INPUT DATA Start Marker

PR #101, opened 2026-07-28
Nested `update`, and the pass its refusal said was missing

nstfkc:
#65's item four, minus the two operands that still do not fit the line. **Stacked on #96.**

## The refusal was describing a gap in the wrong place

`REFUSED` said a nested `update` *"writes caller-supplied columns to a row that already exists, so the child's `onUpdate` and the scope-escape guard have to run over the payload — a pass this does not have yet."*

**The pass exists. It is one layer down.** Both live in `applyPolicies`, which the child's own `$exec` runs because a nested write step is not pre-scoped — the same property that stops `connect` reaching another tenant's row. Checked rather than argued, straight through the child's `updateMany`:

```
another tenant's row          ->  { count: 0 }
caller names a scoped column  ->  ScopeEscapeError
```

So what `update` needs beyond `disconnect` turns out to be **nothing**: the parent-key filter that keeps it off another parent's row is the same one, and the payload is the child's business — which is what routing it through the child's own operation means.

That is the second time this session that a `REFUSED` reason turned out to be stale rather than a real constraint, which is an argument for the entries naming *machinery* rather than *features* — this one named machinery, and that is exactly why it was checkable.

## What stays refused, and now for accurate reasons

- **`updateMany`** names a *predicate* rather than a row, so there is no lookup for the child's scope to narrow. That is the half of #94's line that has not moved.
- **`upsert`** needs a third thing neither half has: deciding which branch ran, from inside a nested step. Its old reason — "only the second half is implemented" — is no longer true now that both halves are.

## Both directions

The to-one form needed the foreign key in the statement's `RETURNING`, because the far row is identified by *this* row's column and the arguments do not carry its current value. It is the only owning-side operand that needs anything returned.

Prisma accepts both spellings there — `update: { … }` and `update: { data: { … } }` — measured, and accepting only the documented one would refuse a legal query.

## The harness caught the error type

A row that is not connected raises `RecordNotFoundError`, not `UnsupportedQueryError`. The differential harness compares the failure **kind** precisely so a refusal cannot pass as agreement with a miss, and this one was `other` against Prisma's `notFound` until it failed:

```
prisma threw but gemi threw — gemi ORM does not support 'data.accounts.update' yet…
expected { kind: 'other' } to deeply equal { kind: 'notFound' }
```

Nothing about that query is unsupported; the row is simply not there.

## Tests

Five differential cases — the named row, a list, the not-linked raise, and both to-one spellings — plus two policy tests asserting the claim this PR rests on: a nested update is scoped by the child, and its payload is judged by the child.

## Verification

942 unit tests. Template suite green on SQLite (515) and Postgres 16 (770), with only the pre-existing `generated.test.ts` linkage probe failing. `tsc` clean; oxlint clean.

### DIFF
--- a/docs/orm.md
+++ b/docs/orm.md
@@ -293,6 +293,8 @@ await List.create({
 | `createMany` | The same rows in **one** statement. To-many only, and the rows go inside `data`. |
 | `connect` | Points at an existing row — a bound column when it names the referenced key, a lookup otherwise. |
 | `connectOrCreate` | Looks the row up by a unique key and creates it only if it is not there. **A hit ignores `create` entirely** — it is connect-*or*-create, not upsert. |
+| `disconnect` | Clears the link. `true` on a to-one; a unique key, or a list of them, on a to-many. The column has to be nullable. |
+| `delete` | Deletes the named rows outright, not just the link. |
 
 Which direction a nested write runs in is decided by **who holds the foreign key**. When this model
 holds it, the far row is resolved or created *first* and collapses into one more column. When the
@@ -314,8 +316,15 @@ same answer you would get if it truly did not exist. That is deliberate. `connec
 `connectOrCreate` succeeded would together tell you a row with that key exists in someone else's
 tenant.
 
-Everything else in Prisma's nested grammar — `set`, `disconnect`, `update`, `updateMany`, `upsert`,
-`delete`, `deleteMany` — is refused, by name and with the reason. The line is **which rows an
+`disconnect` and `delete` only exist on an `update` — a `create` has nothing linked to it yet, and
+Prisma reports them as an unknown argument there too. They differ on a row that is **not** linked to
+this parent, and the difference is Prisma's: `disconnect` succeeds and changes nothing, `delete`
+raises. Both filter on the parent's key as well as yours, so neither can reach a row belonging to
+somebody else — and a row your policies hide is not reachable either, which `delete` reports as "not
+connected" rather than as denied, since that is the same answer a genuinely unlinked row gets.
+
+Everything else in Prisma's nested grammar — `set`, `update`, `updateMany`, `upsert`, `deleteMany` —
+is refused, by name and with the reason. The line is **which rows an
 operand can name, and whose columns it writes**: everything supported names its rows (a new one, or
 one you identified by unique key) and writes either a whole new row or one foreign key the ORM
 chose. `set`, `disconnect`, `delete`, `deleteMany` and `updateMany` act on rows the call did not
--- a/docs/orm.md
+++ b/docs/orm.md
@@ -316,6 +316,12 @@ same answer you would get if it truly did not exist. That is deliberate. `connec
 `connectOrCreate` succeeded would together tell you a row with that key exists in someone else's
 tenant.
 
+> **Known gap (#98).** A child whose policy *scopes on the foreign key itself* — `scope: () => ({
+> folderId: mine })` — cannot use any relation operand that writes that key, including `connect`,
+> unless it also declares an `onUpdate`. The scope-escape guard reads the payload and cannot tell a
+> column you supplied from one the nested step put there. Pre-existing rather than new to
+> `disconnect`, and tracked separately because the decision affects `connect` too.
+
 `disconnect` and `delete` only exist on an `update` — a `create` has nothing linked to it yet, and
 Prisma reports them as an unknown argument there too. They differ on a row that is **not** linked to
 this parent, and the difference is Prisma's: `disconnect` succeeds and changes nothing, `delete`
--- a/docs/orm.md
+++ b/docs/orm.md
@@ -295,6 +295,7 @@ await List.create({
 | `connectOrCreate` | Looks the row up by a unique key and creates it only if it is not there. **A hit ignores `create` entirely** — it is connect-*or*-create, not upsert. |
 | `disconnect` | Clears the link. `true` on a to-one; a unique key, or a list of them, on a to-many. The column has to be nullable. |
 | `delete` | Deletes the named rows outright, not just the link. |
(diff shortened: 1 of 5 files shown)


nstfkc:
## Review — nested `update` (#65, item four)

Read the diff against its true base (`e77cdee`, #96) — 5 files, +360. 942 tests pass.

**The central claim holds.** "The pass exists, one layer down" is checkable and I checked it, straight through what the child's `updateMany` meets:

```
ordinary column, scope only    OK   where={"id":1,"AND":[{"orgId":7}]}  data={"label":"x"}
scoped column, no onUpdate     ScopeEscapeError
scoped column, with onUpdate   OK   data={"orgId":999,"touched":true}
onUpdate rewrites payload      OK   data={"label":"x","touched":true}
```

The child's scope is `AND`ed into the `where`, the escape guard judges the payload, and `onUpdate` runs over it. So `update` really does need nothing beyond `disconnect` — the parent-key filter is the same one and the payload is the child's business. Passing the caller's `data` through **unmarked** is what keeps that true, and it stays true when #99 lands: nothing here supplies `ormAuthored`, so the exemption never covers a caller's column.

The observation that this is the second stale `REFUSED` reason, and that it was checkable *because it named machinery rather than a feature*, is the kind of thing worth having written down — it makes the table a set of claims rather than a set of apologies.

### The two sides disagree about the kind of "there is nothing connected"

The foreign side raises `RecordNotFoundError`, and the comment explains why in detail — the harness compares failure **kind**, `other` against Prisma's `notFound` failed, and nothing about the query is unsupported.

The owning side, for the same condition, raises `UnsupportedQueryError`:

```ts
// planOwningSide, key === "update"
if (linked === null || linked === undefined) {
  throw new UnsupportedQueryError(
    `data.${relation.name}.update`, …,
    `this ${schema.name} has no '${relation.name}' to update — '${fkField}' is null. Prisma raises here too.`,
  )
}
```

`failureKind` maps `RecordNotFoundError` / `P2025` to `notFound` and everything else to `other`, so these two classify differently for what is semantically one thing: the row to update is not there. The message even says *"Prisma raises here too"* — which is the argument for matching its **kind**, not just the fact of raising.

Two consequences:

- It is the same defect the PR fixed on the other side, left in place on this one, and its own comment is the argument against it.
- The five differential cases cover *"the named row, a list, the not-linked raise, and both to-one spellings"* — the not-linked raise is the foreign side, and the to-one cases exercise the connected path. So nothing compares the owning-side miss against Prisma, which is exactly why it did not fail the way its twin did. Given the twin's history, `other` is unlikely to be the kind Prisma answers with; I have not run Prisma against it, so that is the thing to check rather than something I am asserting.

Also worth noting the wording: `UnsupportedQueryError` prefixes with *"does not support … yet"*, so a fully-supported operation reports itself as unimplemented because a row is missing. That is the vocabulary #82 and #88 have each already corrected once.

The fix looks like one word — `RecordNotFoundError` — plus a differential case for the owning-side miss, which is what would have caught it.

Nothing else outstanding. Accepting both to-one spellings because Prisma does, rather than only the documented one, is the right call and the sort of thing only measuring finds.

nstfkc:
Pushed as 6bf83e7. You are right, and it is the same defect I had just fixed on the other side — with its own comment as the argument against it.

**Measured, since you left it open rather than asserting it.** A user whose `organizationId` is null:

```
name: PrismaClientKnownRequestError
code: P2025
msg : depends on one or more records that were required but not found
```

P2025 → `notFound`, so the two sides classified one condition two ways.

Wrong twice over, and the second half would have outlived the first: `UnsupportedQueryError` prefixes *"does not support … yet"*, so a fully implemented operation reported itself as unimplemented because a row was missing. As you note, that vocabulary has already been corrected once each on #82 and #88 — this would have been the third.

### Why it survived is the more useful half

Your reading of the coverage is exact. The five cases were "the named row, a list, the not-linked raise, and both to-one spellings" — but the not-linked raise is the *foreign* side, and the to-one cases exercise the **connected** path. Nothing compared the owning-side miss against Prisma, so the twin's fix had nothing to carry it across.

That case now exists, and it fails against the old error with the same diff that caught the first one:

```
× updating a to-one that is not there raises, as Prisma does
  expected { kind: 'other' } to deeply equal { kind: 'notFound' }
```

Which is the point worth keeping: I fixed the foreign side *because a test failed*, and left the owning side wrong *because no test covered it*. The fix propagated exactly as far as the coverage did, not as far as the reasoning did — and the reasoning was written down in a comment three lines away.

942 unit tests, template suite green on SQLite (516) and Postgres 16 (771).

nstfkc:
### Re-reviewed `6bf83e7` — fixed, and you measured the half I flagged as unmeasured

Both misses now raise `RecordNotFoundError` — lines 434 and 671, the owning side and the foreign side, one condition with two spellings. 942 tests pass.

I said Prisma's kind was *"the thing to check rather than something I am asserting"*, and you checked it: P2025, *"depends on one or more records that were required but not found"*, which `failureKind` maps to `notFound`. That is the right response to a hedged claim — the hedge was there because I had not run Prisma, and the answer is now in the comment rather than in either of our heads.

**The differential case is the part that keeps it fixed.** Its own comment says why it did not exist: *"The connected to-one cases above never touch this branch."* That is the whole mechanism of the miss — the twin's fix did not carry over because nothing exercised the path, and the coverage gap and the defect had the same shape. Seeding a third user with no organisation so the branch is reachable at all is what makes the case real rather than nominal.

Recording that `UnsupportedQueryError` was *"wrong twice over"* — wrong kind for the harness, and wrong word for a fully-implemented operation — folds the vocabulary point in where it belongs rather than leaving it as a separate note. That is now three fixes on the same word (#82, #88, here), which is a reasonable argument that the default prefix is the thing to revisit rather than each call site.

INPUT DATA End Marker
INPUT DATA Start Marker

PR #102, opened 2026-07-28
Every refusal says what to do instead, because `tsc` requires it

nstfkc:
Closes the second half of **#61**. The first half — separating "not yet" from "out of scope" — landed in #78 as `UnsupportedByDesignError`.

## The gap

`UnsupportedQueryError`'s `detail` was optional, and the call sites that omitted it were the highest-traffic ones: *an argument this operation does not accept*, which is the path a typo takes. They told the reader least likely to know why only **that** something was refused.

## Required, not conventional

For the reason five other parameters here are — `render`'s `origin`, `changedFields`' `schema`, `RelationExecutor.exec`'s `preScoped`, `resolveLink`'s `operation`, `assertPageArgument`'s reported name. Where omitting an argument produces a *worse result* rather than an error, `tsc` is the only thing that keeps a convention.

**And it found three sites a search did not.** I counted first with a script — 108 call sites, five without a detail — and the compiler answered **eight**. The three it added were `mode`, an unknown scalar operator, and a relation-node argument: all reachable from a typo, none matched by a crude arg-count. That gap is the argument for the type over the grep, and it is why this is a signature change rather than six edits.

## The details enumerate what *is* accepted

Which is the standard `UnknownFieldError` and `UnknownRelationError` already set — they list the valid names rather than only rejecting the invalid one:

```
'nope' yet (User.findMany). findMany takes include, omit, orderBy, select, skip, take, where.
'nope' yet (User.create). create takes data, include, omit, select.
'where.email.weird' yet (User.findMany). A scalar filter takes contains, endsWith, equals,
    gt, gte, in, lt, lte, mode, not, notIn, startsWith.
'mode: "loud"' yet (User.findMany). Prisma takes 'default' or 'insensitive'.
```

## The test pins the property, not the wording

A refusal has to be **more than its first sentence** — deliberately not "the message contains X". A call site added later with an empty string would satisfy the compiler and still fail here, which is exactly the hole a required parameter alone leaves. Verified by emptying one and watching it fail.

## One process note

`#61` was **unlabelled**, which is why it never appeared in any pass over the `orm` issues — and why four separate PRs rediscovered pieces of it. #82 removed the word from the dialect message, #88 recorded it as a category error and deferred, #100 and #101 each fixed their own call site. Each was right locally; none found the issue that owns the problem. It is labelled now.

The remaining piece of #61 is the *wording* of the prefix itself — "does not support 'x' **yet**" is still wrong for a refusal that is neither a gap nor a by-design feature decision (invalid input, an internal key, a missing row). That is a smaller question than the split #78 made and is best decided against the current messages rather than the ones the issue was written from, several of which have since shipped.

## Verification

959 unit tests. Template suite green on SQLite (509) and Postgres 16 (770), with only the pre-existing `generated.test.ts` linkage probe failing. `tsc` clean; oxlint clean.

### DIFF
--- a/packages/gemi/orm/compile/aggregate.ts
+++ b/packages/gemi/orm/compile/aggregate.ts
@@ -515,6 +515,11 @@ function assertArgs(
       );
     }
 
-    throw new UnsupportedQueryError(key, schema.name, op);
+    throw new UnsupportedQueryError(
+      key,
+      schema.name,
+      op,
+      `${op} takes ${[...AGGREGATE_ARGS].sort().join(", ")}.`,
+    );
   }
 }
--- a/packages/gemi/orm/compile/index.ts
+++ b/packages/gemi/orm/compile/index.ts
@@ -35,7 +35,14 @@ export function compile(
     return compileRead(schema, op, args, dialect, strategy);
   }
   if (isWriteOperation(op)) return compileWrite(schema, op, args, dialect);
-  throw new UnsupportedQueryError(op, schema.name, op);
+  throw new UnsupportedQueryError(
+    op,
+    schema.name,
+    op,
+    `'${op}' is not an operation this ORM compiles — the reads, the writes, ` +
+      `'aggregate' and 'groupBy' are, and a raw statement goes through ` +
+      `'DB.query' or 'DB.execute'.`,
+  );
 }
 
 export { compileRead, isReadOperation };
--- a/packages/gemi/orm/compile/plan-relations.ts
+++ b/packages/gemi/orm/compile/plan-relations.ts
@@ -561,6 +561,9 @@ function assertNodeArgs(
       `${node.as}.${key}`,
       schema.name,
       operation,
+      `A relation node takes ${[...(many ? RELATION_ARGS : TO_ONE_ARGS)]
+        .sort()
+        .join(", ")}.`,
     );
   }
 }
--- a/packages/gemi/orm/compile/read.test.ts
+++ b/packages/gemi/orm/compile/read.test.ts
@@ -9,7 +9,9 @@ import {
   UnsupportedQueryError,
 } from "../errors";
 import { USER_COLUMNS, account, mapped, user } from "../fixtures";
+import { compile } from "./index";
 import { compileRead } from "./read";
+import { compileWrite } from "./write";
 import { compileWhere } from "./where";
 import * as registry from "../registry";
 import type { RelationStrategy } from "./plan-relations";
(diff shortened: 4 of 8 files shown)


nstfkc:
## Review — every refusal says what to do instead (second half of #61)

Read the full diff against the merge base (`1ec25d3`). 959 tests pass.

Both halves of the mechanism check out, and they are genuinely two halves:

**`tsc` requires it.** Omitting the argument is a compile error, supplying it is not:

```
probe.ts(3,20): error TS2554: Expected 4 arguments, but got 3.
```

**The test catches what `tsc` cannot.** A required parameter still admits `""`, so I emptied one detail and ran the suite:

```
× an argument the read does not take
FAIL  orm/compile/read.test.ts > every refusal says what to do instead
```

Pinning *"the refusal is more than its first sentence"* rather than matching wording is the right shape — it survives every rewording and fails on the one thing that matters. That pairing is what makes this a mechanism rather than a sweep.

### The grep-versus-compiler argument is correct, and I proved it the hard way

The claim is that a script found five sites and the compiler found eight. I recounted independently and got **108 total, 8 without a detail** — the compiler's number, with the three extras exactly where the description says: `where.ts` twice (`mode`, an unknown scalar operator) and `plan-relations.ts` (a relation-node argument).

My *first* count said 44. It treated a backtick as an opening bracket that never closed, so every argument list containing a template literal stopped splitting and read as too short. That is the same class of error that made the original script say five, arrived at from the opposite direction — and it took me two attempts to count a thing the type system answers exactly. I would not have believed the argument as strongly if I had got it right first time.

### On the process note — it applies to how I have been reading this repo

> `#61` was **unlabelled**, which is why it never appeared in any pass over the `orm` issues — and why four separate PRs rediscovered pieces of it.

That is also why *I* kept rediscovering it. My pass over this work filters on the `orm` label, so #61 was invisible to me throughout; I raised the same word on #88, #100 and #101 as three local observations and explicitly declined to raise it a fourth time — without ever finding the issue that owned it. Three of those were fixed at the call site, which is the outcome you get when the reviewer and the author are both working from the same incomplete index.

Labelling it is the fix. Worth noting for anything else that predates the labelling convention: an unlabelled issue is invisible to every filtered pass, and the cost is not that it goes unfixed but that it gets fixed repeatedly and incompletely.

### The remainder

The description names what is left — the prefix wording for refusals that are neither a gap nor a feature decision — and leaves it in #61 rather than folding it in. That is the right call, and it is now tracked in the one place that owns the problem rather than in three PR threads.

INPUT DATA End Marker

:: DESCRIPTION OF THE TASK ::
Retype exactly the lines above, from the one with "PR #101, opened 2026-07-28" through the one with "both halves are.", inclusive.

:: REPLY TO THE EXERCISE ::
PR #101, opened 2026-07-28
Nested `update`, and the pass its refusal said was missing

nstfkc:
#65's item four, minus the two operands that still do not fit the line. **Stacked on #96.**

## The refusal was describing a gap in the wrong place

`REFUSED` said a nested `update` *"writes caller-supplied columns to a row that already exists, so the child's `onUpdate` and the scope-escape guard have to run over the payload — a pass this does not have yet."*

**The pass exists. It is one layer down.** Both live in `applyPolicies`, which the child's own `$exec` runs because a nested write step is not pre-scoped — the same property that stops `connect` reaching another tenant's row. Checked rather than argued, straight through the child's `updateMany`:

```
another tenant's row          ->  { count: 0 }
caller names a scoped column  ->  ScopeEscapeError
```

So what `update` needs beyond `disconnect` turns out to be **nothing**: the parent-key filter that keeps it off another parent's row is the same one, and the payload is the child's business — which is what routing it through the child's own operation means.

That is the second time this session that a `REFUSED` reason turned out to be stale rather than a real constraint, which is an argument for the entries naming *machinery* rather than *features* — this one named machinery, and that is exactly why it was checkable.

## What stays refused, and now for accurate reasons

- **`updateMany`** names a *predicate* rather than a row, so there is no lookup for the child's scope to narrow. That is the half of #94's line that has not moved.
- **`upsert`** needs a third thing neither half has: deciding which branch ran, from inside a nested step. Its old reason — "only the second half is implemented" — is no longer true now that both halves are.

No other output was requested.